Rhizome-Conifer / conifer

Collect and revisit web pages.
https://conifer.rhizome.org
Apache License 2.0
1.47k stars 117 forks source link

Ability to replay google searches #553

Open michaelconnor opened 6 years ago

michaelconnor commented 6 years ago

When making a google search, Google adds random gibberish to the end of the URL. So when you webrecord a google search, you won't be able to replay the search - hitting the button will generate a new string of gibberish, and it will show as page not found. is there a way that webrecorder could ignore the random parts of the url, and give you the recorded results page when you reperform the search in replay mode? This has come up for me more than 1x -

recent example

Google search page: https://webrecorder.io/michaeleatsfood/google-searches/20180612145914/https://www.google.com/?gws_rd=ssl

Trying to reproduce my search ("hello") yields: The url https://www.google.com/search?source=hp&ei=wt8fW6DlLsyTzwKtt4y4BQ&q=hello&oq=hello&gs_l=psy-ab.3..0l4j0i131k1j0j0i131k1j0l3.886.1371.0.1677.5.5.0.0.0.0.67.166.4.4.0....0...1.1.64.psy-ab..1.4.166....0.VznbaPErFFU was not found in the archive.
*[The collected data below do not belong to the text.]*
Issue #1266, opened 2025-09-15
Re-implement the python-jose jwt option - verify_at_hash for when provider has not correctly configured the `at_hash` calculation


trauty-is-me:
With the change from python-jose to pyjwt the following chunk of code was not used:
```JWT_DECODE_OPTIONS = {"verify_at_hash": False}```

There was work completed to skip checking the `at_hash` value if it was not provided, however I work with a provider that has implemented it incorrectly.

The PR for this issue will reimplement this functionality and ensure that it is tested.

PR #1267, opened 2025-09-15
Reimplement option to bypass `at_hash` that was lost when changing from python-jose to pyjwt (Issue #1266)

trauty-is-me:
This adds a static field to the backend to allow bypassing the `at_hash` check even if an `at_hash` value is provided.


social_core/tests/backends/open_id_connect.py
```diff
@@ -121,12 +122,12 @@ def get_id_token(
     def prepare_access_token_body(
         self,
         client_key=None,
-        tamper_message=False,
```
nijel, line 124: Why was the argument removed when the code using it is still there? I believe it is better to list all arguments explicitly than parse them from kwargs.

trauty-is-me: I was getting pre-commit error for too many params for the function, I am happy to revert the change and increase the count or add a NOQA which ever you would prefer.

nijel: Having NOQA is probably the best approach here.

trauty-is-me: Done as NOQA.

social_core/tests/backends/open_id_connect.py
```diff
@@ -53,6 +53,9 @@ class OpenIdConnectTest(
     issuer: str  # id_token issuer
     openid_config_body: str
     key: dict[str, str]
+    allow_invalid_at_hash = False
+    skip_invalid_at_hash = False
+    access_token_kwargs: dict[str, Any]
```
trauty-is-me, line 58: typing here was required to ensure that `pyright` stops throwing errors on `prepare_access_token_body` for `tamper_message` not being a string.

social_core/tests/backends/open_id_connect.py
```diff
@@ -228,3 +234,12 @@ def test_invalid_kid(self) -> None:
         self.authtoken_raised(
             "Token error: Signature verification failed", kid="doesnotexist"
         )
+
+    def test_invalid_at_hash(self) -> None:
+        if self.skip_invalid_at_hash:
+            self.skipTest("the call doesn't match any registered mock.")
```
trauty-is-me, line 240: This is in because `einfracz`, `elixr` and `fence` do not have responses in place for a successful `do_login`

PR #1312, opened 2025-09-29
feat(saml): do not require RelayState

nijel:
The RelayState cannot be present on IdP initiated login flow and it is actually not needed in case only one IdP is configured.

### DIFF
--- a/social_core/backends/saml.py
+++ b/social_core/backends/saml.py
@@ -284,7 +284,7 @@ class SAMLAuth(BaseAuth):
                 raise AuthMissingParameter(self, "RelayState.idp")
             # Use the only configured IDP
             idp_name = next(iter(enabled_idps))
-        idp_config = self.setting("ENABLED_IDPS")[idp_name]
+        idp_config = enabled_idps[idp_name]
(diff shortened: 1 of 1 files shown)


social_core/backends/saml.py
```diff
@@ -275,8 +275,15 @@ class SAMLAuth(BaseAuth):
...
+    def get_idp(self, idp_name: str | None) -> SAMLIdentityProvider:
         """Given the name of an IdP, get a SAMLIdentityProvider instance"""
+        enabled_idps: dict[str, dict] = self.setting("ENABLED_IDPS")
+        if idp_name is None:
+            # RelayState was missing, perhaps an IdP initiated flow
+            if len(enabled_idps) != 1:
+                raise AuthMissingParameter(self, "RelayState.idp")
+            # Use the only configured IDP
+            idp_name = next(iter(enabled_idps))
         idp_config = self.setting("ENABLED_IDPS")[idp_name]
```
nijel:
```suggestion
        idp_config = enabled_idps[idp_name]
```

archived results page: https://webrecorder.io/michaeleatsfood/google-searches/20180612145957/https://www.google.com/search?source=hp&ei=wt8fW6DlLsyTzwKtt4y4BQ&q=hello&oq=hello&gs_l=psy-ab.12...0.0.3.3064.0.0.0.0.0.0.0.0..0.0....0...1..64.psy-ab..0.0.0....0.AqahdaLaFYc

Basically everything after gs_l seems like gibberish.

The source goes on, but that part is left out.